You are viewing a plain text version of this content. The canonical link for it is here.
Posted to commits@tvm.apache.org by wu...@apache.org on 2021/12/01 18:53:45 UTC

[tvm] branch main updated: Fix cuDNN call for NHWC layout (#9600)

This is an automated email from the ASF dual-hosted git repository.
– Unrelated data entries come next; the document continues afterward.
Issue #2035, opened 2020-03-12
Compiler macro warnings with -pedantic option


MarcusKlik:
Thanks for a fantastic library!

When compiling with the -pedantic option a lot of ISO C99 warnings are generated, an example of which is

```
d:/Compiler/gcc-4.9.3/mingw_32/bin/gcc  -I"D:/RCompile/recent/R/include" -DNDEBUG -I. -Ifstcore -Ifstcore_v1 -Ifstcore/LZ4 -Ifstcore/ZSTD -Ifstcore/ZSTD/common -Ifstcore/ZSTD/decompress -Ifstcore/ZSTD/compress -I'D:/RCompile/CRANpkg/lib/4.0/Rcpp/include'   -I"d:/Compiler/gcc-4.9.3/local330/include"     -pedantic -O2 -Wall  -std=gnu99 -mtune=core2 -c fstcore/ZSTD/decompress/zstd_decompress.c -o fstcore/ZSTD/decompress/zstd_decompress.o
fstcore/ZSTD/decompress/zstd_decompress.c: In function 'ZSTD_frameHeaderSize_internal':
fstcore/ZSTD/decompress/zstd_decompress.c:211:58: warning: ISO C99 requires rest arguments to be used
     RETURN_ERROR_IF(srcSize < minInputSize, srcSize_wrong);
```

These warnings are due to macro's defined with ellipses that are left empty when called, like the macro's defined [in this code](https://github.com/facebook/zstd/blob/dev/lib/common/zstd_internal.h#L63-L98).

Currently, R packages submitted to CRAN that include ZSTD as part of their source code fail the acceptance pre-tests because of these warnings. Would it be possible to include the -pedantic option in your gcc builds to help fix them?

thanks and all the best

bimbashrestha:
I think this is a duplicate issue: https://github.com/facebook/zstd/issues/1538

MarcusKlik:
Hi @bimbashrestha, thanks for your reply.

Yes, both issues are caused by calls to macro's defined with ellipsis arguments that are left unused. 
 Possible solutions are suggested [here](https://stackoverflow.com/questions/4100746/suppressing-iso-c99-requires-rest-arguments-to-be-used).

One of the suggestion in that post is to include the argument before the ellipsis in the ellipsis, that way the 'rest argument' is always used (by at least one parameter).

bimbashrestha:
[...]

PR #2099, opened 2020-04-30
Compile Under `-pedantic -Werror` and `-std=c90`

felixhandte:
This changeset allows Zstd to be built without warnings under `-pedantic`. Specifically, this was tested with:

```
make clean zstd CFLAGS="-std=c99 -Wall -Wextra -pedantic -Werror -DDEBUGLEVEL=3" CC=gcc
make clean zstd CFLAGS="-std=c99 -Wall -Wextra -pedantic -Werror -DDEBUGLEVEL=3" CC=clang
```

This addresses #2035. See also previous threads on this topic: #1989, #1540, and #1538.

It also lets Zstd build successfully (though not without warnings) under C90/C89/ANSI mode.

This PR accomplishes this in a different way than previous solutions. Rather than diverge into two kinds of macros with and without additional arguments, it simply complies with C99 by making sure every invocation of these macros does have at least one argument.

Known deficiencies:

- Every invocation of `RETURN_ERROR_IF`, `RETURN_ERROR`, and `FORWARD_IF_ERROR` must have an info string.

Why I selected this approach: adding `, ""` to the args is no more characters than adding `_MSG` to the name of the macro, and I'd rather bias contributors towards including explanatory text than away.

That being said, we could also introduce versions of these macros that don't take additional arguments. I'm open to suggestions.

### DIFF
--- a/.circleci/config.yml
+++ b/.circleci/config.yml
@@ -13,7 +13,7 @@ jobs:
           name: Test
           command: |
             ./tests/test-license.py
-            cc -v; CFLAGS="-O0 -Werror" make all && make clean
+            cc -v; CFLAGS="-O0 -Werror -pedantic" make all && make clean
             make c99build         ; make clean
             make c11build         ; make clean
             make aarch64build     ; make clean
--- a/lib/common/compiler.h
+++ b/lib/common/compiler.h
@@ -17,7 +17,7 @@
 /* force inlining */
 
 #if !defined(ZSTD_NO_INLINE)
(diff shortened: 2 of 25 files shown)


terrelln:
Looks like the failing test is just noise, but this looks good to me once all the CI is passing!

terrelln:
We will need to compile with `-pedantic` in some CI. I suggest adding it to the CircleCI builds, since those are mostly compilation tests, and they complete the fastest by far.

Cyan4973:
The proposed solution looks good to me.
The only missing detail is a `-pedantic` test to ensure that the property remains respected in future changes.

wuwei pushed a commit to branch main
in repository https://gitbox.apache.org/repos/asf/tvm.git


The following commit(s) were added to refs/heads/main by this push:
     new 70de68a  Fix cuDNN call for NHWC layout (#9600)
70de68a is described below

commit 70de68a38f6738255cc71fd9a38964b23f2c5f55
Author: masahi <ma...@gmail.com>
AuthorDate: Thu Dec 2 03:53:20 2021 +0900

    Fix cuDNN call for NHWC layout (#9600)
---
 python/tvm/relay/op/strategy/cuda.py      | 35 ++++++++++-------
 src/runtime/contrib/cudnn/conv_forward.cc | 64 +++++++++++++++++++++++--------
 tests/python/contrib/test_cudnn.py        |  4 +-
 3 files changed, 70 insertions(+), 33 deletions(-)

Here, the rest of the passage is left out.